If a Phase 1+ surprise reveals a concern that doesn’t fit any of the 5 sub-packages — for example, a serving layer for production deployment or a notebook-only exploratory analysis surface — a superseding ADR adds the new sub-package rather than wedging into utils/.

Consequences

Positive

  • Implied layout becomes load-bearing: prior ADR file-path citations resolve to real paths at Phase 1 entry without amendment.
  • Mirrors eval-toolkit without copying it: reviewer onboarding leverages familiarity.
  • Clean glob targets for invariants: no-emoji scan, source-disjoint scan, frozen-dataclass scan all operate over predictable patterns (src/**/*.py, scripts/**/*.py, etc.).
  • scripts/ vs src/ boundary co-locked: the Q3 coverage floor (ADR-028) operates against the whole repo without per-package strata; the boundary discipline keeps low-value entrypoint tests from leaking into the floor calculation via the upstream-issue-filing escape hatch (per ADR-028 co-lock).

Negative

  • 5-sub-package taxonomy is a guess: if src/scoring/ grows to 8 files (one per reference rung) or src/eval/ grows past calibration + operating points + slice analysis, future ADRs may need to split. Acceptable cost — the supersession pattern handles it.
  • Layout lock is not a hard CI gate at Phase 0 close: the invariant test stub (test_module_layout_taxonomy) is skip-marked until Phase 1 creates the directories. A determined Phase 1 developer could land code in the wrong place; review discipline catches it.
  • data/ directory is reserved but not populated at Phase 0 close; eval-toolkit + HF datasets handle data caching via runpod-deploy patterns per ADR-013.

Limitation

The 5 sub-package boundary is empirically chosen, not derived. Future ADRs may split if a sub-package grows large enough to warrant it. The structure is a starting point, not a final taxonomy.

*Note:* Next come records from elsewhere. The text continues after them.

PR #6015, opened 2026-04-29
Add scoped User lookups and pytest example

ZhuGC-Centogene:
### Motivation

This PR improves `nicegui.testing.User` for pages that intentionally reuse markers or content in different parts of the layout.

Before this change, `User.find`, `User.should_see`, and `User.should_not_see` always searched from the bound client root.
That made it hard to write precise tests for repeated UI structures, even when the test had already entered a local element context.
This PR makes scoped user testing work as expected and adds a runnable example in `examples/pytests` to show the intended usage pattern.

### Implementation

The `User` class now resolves a `scope` from the current `context.slot_stack`.
If the test is currently inside an element context, `User` uses that element as the search scope.
If there is no active slot, or the active parent belongs to a different client, it safely falls back to the bound client.

The element lookup paths used by `find`, `should_see`, and `should_not_see` were updated to use that scope.
Their underlying `ElementFilter` queries now use `local_scope=True` so searches stay within the current container instead of leaking into sibling branches of the page.

A regression test was added in `tests/test_user_simulation.py` to verify scoped lookup behavior with duplicate markers and duplicated content across sibling cards.

To make the feature discoverable for users, `examples/pytests` now includes:
- a small `/scoped_user` demo page with duplicate markers in separate cards
- a matching `test_scoped_search_for_elements` example that shows how to use `with user:`, `ElementFilter(..., local_scope=True)`, and `with left_card:`
- a short README note pointing readers to the example

### Progress


falkoschindler:
Thanks for the contribution, @ZhuGC-Centogene! Scoping `User` lookups to the surrounding `with element:` context might be a useful improvement, and the bundled example makes the feature easy to discover. A few issues to address before this can land, though: the change isn't backward-compatible and breaks two existing tests, plus a handful of style and API-surface points below.

- [ ] **1. Breaking behavior change.** Running `pytest tests/test_user_simulation.py` on this branch already fails 2 existing tests (`test_drawer`, `test_should_not_see_notification`) — `should_see` no longer finds elements in `ui.header()`, `ui.left_drawer()`, `ui.footer()`, or top-level `Notification`s, because the unconditional `local_scope=True` confines the search to `client.content` instead of `client.layout`. Users relying on the old behavior will be surprised in the same way. Worth questioning whether this should wait for 4.0 rather than ship as a minor-version change. And we probably need to provide an opt-out.

- [x] **2. Banner-style comments inside `scope`** ([nicegui/testing/user.py:50-53](nicegui/testing/user.py#L50-L53)) violate the project's simplicity rule and are visually noisy. Replace with a single line, and tighten the wording — the current text doesn't say _why_ a mismatch can happen or _what_ the fallback protects against:

   ```diff
   -        #################################################
   -        # client mismatch can happen during User testing#
   -        # so always use supplied client if mismatches   #
   -        #################################################
   -        if current_parent.client is not self._client:
   +        if current_parent.client is not self._client:
   +            # fall back to the bound client if the slot stack belongs to a different page
               return self._client
   ```

- [x] **3. Missing blank lines between methods** ([nicegui/testing/user.py:43-44 and 56-57](nicegui/testing/user.py#L43-L57)). PEP 8 requires one blank line between methods inside a class; the project's pre-commit formatter will flag this.

- [x] **4. `scope` is exposed as public API without a docstring.** The name has no underscore, so it's part of `User`'s surface. Either rename to `_scope` (it's an implementation detail used only by the three methods that already wrap with `self.scope`) — or keep it public and add a docstring describing the resolution rules and the fallback. CONTRIBUTING.md requires docstrings on the public API.

- [x] **5. Verbose assertion message** in [tests/test_user_simulation.py:933-936](tests/test_user_simulation.py#L933-L936):

   ```python
   expected_count = 1
   actual_count = len(user.find(marker='duplicated-marker').elements)
   assert actual_count == expected_count, f'Expected to find {expected_count} duplicated marker in left card, but found {actual_count}.'
   ```

   The example test already uses the simpler `assert len(user.find(marker='duplicated-marker').elements) == 1`. Pytest prints both sides on failure, so the intermediate variables and message add no signal. Suggest matching the example.

- [x] **6. Use `ui.element` instead of importing `Element`.** The new `from nicegui.element import Element` is unnecessary — `ui` is already imported and the rest of this file consistently uses `ui.element` (see `T = TypeVar('T', bound=ui.element)` at the top). Drop the import and annotate `scope` as `ui.element | Client`.

ZhuGC-Centogene:
The fundamental cause of the `User.should_see` issue is that `ElementFilter` scope handling was inconsistent. When `local_scope=True` but there is no active surrounding element context, semantically this should still behave like a global search. In that case, `ElementFilter` was using `client.content` rather than `client.layout`, which is too narrow.

So the fix is to narrow the search only when both conditions are true: there is an active element context, and `local_scope=True`. Otherwise, the search should fall back to `client.layout`. This also matches the expected semantics when `ElementFilter` is used on its own.

I also addressed the other review feedback in the latest update.

falkoschindler (changes requested):
Thanks for the iteration — the previous round of fixes (private `_scope`, `ui.element` annotation, simplified assert, layout-shell coverage) all look good. Three things still to address before merge, plus one open design question.

### Required

1. **Revert the `ElementFilter` change.** [nicegui/element_filter.py:100-102](nicegui/element_filter.py#L100-L102) should go back to:

   ```python
   self._scope = context.slot.parent if local_scope else context.client.layout
   ```

   The page-level fallback is a public-API behavior change for everyone calling `ElementFilter(local_scope=True)`, not just `User`. Whether `ElementFilter` should fall back to `client.layout` when the active slot is `client.content` is a worthwhile discussion, but it's a 4.0-scope change and shouldn't ride along with this PR.

2. **Move the carve-out into `User._gather_elements`.** This is the necessary companion to the revert — without it, `test_drawer` and `test_should_not_see_notification` regress again. Derive `local_scope` from the resolved `_scope`:

   ```python
   def _gather_elements(self, ...):
       local = isinstance(self._scope, ui.element)  # only narrow when inside a sub-element
       elements = set(ElementFilter(..., local_scope=local))
       ...
   ```

   Combined with `with self._scope:` already wrapping the call sites:
   - `_scope` is `Client` → enters `content`, `local_scope=False` → searches `client.layout` (full page, like today).
   - `_scope` is an `Element` → enters that element's slot, `local_scope=True` → searches that subtree.

3. **Drop `tests/test_element_filter.py::test_always_get_q_layout_without_element_context`.** It validates the reverted carve-out and would fail otherwise. The other new test (`test_local_scope_false_searches_entire_page_inside_element_context`) covers pre-existing `local_scope=False` behavior and can stay.

### Open design question

4. **`User.find` / `should_see` / `should_not_see` is still a silent breaking change.** Even after the cleanup above, the core PR intent — making these methods honor a surrounding `with element:` block — changes behavior for any existing test that happened to be inside such a block. They will fail by _not_ finding things, which is the worst kind of silent regression. Options:
   - Ship as-is (accept the breakage as deliberate; document in release notes).
   - Add an opt-out, e.g. a `scoped: bool = False` parameter, or a `User.DEFAULT_LOCAL_SCOPE` class flag mirroring `ElementFilter.DEFAULT_LOCAL_SCOPE`.
   - Defer to 4.0.

   I'd lean toward an opt-in flag for now (or 4.0), since users hit this without warning. Curious what you think.

ZhuGC-Centogene:
Thanks for the detailed review and for walking me through the backward-compatibility concerns.

- For the open design question, I support making this opt-in for now by adding a `scoped: bool = False` parameter to `User.find`, `User.should_see`, and `User.should_not_see`. I may not represent the majority of NiceGUI users, but from my perspective fast UI testing with `nicegui.testing.User` is especially valuable because it is relevant for regulatory and compliance-related work on my side. `nicegui.testing.Screen` is too heavy for that use case.

- If the opt-in approach makes more sense for this PR, I’m happy to rework it accordingly.

- For the longer term, I’d also be happy to contribute this idea for 4.0. In that case, could you point me to the right workflow for 4.0-related work?

falkoschindler:
Thanks for the update — the `ElementFilter` revert, the dropped test, and the `scoped: bool = False` opt-in all landed cleanly, the regression test now exercises both default and opt-in paths, and 93/93 tests pass. Two issues still to address before merge, plus a few cleanup items.

### Worth considering: a context-manager API instead of a flag

Before we lock in `scoped=True`, an alternative shape that came up:

```py
with user.find('left-card'):
    await user.should_see('Button')
```

The idea is that `UserInteraction.__enter__` enters the slot of the found element, so all `should_see` / `find` / `should_not_see` calls inside the block are scoped to it automatically — without a per-call flag. It does stretch the purpose of `UserInteraction` (today it's an action object, not a scope), but the call site reads naturally and avoids opting into scoping on every assertion.

A more conservative variant would be a dedicated method:

```py
with user.focus('left-card'):
    await user.should_see('Button')
```

which keeps `UserInteraction` single-purpose at the cost of mirroring the `find` API.

Either form would let us drop the `scoped` parameter entirely (or keep it as a shorthand for single calls). Worth a moment of thought before merging — flags are sticky once shipped.

### Review findings

1. **Example test is broken.** [examples/pytests/tests/test_with_user.py:43-48](examples/pytests/tests/test_with_user.py#L43-L48) uses default `scoped=False` but expects scoped behavior. I ran it and it fails — `should_not_see(marker='duplicate-button', content='Shared Action Right')` correctly fires because that button exists on the right card and a default full-page search finds it. Mirror the changes already in `tests/test_user_simulation.py`: add `scoped=True` to the `should_not_see` and `find` calls that rely on scoping. This is the user-facing documentation for the feature, so it matters more than a normal bug.

2. **`scoped=True` at page level silently narrows to `client.content`.** Same root cause as the original BLOCKER, just hidden behind the opt-in. The carve-out in `_scope` ([nicegui/testing/user.py:51-53](nicegui/testing/user.py#L51-L53)) only fires when `slot_stack` is non-empty. With no surrounding `with element:`:
   - `slot_stack` empty → `_scope` returns `self._client` (line 47, before the carve-out)
   - `with self._scope:` enters `client.content`
   - `local_scope=True` resolves to `client.content` → misses header/drawer/footer/notifications

   So `await user.should_see('foo', scoped=True)` at page level quietly excludes layout shells. Either:
   - Move the carve-out into `_gather_elements` _after_ `with self._scope:` is entered, where you can compare `context.slot.parent` against `context.client.content` consistently, or
   - Treat the empty-stack and "slot is content" cases identically and let `_gather_elements` flip `local_scope` based on whether the user actually entered a sub-element.

   Worth adding a regression test for `scoped=True` without a surrounding context.

3. **`scoped` parameter undocumented.** New parameter on three public methods (`should_see`, `should_not_see`, `find`), but none of the docstrings mention it.

4. **Long lines** at [user.py:153 and :189](nicegui/testing/user.py#L153) — the `_gather_elements(scoped, target=target, kind=kind, marker=marker, content=content)` call is around 135 chars, exceeding our line length limit of 120.

5. **`scoped` is positional in `_gather_elements`** — the rest of the file uses keyword-only arguments. Make it keyword-only by moving it after the `*` for consistency.

evnchn:
Even if you start now, it is too late for 3.13, as we are commited to merge pytest PRs early in a milestone. See you next milestone! Looking forward to it.

evnchn:
*Posted by Claude Code (Opus 4.8) on @evnchn's behalf.*

**TL;DR:**

Sorry for the long silence — your May 11 review landed on my birthday and slipped past me. To make up for it I did the work **both ways** so you can pick the shape you want to live with (flags are sticky — you're right not to want to guess):

- **Merge-ready:** all five of your points fixed on the existing `scoped=` flag — branch [`evnchn:overnight/6015-flag-cleanup`](https://github.com/evnchn/nicegui/commit/723164de). Green on pre-commit / mypy / pylint 10.00 / full user-sim + example suites.
- **Prototype to try the feel:** a `with user.find('x'):` context-manager alternative — branch [`evnchn:overnight/6015-context-manager`](https://github.com/evnchn/nicegui/commit/4c3ff447).
- **The one that mattered:** `scoped=True` at page level no longer drops the layout shells (header / drawer / footer / notifications) — the original blocker, hiding behind the opt-in.

**Which API shape do you want — flag, context-manager, or both?** Once you call it I'll finalize on that branch and aim to land it early in 3.15 (our "merge pytest PRs early in a milestone" rule), rather than squeeze it into 3.14's last week.

<details>
<summary><b>1. Flag cleanup — all five review points (merge-ready)</b></summary>

Branch `evnchn:overnight/6015-flag-cleanup` ([commit `723164de`](https://github.com/evnchn/nicegui/commit/723164de)), one commit on top of the current PR head.

- **(`#2`, the real one)** `scoped=True` at page level silently narrowed the search to `client.content`, excluding the layout shells. Root cause: `ElementFilter(local_scope=True)` uses `context.slot.parent`, and at page level `with self._client:` makes that `client.content` — so header / drawer / footer / notifications fell outside. Fix in `_gather_elements`: only pass `local_scope=True` when `_scope` resolved to a **real sub-element**, not the page-level `Client` fallback:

Extension condition for revisit

If scope extends to production deployment (currently out-of-scope per Q2 framing in ADR-027), add src/serving/ for the deployment layer via superseding ADR.

Alternatives considered

  • (A) Flat packages — rejected; doesn’t scale past ~5 modules; conflicts with prior-ADR file paths.
  • (C) Layer-stratified (api/domain/infra) — rejected; doesn’t fit the glue-layer reality where pure-math kernels live upstream in eval-toolkit; domain/ would be thin and infra/ would be most of the repo.